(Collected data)
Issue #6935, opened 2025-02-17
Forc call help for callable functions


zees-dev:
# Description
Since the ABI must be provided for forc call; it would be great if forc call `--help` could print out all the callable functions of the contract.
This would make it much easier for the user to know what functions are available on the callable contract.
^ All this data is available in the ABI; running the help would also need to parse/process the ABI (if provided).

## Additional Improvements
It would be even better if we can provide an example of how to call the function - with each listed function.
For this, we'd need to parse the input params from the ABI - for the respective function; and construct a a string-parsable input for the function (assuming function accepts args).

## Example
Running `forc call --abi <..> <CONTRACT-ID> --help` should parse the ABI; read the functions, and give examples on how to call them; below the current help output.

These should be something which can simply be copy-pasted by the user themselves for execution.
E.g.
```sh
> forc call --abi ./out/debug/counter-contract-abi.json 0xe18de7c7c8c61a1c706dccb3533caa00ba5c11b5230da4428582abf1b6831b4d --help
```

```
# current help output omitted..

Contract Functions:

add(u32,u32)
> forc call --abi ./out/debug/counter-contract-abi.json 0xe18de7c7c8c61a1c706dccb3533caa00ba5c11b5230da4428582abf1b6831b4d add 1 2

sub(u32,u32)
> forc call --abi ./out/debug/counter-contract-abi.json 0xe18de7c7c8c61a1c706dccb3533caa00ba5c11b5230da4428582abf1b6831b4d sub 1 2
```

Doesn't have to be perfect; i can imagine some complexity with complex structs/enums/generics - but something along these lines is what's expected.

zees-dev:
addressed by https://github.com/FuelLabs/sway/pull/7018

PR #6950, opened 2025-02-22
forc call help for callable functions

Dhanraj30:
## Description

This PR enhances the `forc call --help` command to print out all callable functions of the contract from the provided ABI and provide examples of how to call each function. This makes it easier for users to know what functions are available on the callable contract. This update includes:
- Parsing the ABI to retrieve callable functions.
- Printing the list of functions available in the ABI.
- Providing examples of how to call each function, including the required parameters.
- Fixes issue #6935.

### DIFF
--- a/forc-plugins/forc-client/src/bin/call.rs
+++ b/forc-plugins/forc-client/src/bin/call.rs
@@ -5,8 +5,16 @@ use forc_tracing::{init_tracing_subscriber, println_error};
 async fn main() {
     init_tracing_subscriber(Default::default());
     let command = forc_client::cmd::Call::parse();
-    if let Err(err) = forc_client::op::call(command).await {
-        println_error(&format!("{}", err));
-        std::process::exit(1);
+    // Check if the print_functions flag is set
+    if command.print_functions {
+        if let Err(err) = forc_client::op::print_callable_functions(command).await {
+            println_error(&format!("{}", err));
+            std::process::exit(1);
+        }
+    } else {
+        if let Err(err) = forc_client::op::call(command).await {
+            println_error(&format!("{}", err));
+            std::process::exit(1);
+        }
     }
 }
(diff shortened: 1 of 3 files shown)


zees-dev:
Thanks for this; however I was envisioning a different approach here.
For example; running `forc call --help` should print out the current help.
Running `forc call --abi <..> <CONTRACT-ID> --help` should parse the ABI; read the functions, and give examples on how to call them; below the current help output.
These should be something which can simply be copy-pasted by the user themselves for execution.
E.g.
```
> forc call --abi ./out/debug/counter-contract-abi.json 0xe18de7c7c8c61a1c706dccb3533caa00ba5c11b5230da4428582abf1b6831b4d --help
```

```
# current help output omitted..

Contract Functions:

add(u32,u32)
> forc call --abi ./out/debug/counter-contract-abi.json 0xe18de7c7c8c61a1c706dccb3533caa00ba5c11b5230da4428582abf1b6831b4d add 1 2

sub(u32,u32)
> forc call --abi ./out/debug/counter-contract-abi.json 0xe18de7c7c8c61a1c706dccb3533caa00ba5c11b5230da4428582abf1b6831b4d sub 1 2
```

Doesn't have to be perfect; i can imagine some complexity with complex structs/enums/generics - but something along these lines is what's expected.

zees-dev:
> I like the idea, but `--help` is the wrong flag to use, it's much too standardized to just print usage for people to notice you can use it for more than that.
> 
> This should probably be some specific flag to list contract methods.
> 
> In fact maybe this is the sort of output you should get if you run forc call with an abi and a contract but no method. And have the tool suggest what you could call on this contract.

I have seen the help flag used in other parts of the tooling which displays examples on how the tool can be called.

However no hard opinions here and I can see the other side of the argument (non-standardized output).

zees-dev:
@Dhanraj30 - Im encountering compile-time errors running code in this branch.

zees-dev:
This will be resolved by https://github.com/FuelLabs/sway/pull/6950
* * *
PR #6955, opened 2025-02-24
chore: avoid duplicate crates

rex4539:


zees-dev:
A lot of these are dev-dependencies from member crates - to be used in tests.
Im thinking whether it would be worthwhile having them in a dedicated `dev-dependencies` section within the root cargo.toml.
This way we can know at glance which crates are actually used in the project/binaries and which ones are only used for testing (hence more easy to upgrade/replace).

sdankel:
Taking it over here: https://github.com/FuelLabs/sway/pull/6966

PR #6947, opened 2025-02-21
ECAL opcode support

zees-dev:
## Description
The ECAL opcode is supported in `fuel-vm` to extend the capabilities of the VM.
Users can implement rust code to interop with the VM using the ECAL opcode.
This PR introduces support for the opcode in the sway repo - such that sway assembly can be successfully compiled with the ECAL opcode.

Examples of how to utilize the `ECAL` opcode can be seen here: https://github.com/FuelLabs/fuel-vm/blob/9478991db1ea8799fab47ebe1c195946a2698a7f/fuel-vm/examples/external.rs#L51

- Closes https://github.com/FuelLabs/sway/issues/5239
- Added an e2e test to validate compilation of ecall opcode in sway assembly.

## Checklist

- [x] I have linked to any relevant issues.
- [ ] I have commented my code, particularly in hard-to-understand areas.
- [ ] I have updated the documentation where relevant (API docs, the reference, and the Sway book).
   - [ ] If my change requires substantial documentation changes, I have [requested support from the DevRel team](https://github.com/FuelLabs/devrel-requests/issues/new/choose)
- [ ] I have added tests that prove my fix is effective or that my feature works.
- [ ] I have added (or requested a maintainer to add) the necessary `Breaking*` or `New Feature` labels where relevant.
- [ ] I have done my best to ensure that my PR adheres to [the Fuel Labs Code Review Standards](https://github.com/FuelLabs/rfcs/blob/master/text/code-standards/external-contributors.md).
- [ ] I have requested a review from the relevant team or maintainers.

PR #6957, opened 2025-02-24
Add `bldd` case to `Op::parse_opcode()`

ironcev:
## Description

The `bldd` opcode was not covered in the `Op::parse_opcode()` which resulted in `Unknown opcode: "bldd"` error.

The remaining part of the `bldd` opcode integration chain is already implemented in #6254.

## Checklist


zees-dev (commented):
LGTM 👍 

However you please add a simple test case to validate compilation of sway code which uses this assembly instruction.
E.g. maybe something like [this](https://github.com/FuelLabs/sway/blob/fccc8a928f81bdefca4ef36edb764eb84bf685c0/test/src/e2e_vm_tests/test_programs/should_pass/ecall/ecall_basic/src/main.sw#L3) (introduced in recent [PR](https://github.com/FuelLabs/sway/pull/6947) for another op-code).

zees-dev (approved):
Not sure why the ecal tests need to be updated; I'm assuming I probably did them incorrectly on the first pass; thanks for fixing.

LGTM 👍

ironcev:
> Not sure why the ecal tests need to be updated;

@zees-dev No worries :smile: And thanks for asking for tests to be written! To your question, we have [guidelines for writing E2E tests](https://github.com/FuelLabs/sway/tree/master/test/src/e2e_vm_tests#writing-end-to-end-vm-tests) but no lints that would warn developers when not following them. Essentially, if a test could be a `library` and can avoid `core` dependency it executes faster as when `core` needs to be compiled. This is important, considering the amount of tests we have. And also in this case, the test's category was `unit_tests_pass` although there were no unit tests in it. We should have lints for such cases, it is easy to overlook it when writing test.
* * *
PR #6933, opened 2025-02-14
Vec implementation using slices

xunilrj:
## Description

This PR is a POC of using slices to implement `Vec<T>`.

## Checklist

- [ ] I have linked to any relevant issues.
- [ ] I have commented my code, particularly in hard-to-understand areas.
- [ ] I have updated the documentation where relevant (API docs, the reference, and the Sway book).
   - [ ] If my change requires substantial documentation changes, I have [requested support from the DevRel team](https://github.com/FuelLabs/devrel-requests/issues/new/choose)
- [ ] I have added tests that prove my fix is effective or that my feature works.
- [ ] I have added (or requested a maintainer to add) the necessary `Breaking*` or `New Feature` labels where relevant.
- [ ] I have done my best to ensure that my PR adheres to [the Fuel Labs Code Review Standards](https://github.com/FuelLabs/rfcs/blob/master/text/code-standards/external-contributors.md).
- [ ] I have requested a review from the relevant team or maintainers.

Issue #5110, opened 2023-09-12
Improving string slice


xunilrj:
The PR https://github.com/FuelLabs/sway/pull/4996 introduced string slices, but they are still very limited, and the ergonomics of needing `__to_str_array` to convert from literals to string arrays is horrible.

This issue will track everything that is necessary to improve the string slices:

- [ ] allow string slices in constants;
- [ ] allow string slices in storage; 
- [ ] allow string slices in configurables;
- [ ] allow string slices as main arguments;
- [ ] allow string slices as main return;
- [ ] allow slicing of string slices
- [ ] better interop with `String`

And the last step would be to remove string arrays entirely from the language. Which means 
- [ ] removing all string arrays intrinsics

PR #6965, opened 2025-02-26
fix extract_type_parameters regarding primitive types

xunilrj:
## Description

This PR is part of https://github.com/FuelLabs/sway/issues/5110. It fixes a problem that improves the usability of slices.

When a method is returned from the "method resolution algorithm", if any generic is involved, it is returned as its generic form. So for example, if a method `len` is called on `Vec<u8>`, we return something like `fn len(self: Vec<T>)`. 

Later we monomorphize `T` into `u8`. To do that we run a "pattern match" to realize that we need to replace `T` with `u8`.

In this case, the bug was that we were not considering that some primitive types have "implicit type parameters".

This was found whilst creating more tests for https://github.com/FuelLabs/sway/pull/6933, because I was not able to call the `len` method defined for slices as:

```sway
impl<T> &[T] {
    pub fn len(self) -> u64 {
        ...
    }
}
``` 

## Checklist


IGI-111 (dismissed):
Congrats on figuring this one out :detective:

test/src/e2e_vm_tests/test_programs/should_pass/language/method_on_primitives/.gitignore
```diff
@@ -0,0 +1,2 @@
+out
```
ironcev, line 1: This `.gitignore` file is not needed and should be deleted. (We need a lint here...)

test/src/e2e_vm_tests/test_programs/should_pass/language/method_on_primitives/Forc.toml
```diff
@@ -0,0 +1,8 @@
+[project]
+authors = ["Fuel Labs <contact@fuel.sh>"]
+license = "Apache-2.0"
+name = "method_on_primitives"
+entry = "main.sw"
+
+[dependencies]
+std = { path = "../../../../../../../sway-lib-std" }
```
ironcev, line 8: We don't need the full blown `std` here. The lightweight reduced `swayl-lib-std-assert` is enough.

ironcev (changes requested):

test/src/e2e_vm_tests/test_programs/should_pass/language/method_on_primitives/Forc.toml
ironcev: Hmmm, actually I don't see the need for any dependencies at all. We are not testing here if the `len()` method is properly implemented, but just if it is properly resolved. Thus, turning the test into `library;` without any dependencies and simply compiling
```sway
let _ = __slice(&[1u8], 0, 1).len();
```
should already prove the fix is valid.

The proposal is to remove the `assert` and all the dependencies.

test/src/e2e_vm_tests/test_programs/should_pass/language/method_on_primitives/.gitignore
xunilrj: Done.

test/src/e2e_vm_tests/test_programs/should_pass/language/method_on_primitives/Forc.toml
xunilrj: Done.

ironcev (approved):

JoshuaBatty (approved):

> Exercise instructions
In the data above, start at the line that has "Issue #6935, opened 2025-02-17", stop after the line that has "## Additional Improvements", and print every line in between exactly as it stands.

> Reply
Issue #6935, opened 2025-02-17
Forc call help for callable functions


zees-dev:
# Description
Since the ABI must be provided for forc call; it would be great if forc call `--help` could print out all the callable functions of the contract.
This would make it much easier for the user to know what functions are available on the callable contract.
^ All this data is available in the ABI; running the help would also need to parse/process the ABI (if provided).

## Additional Improvements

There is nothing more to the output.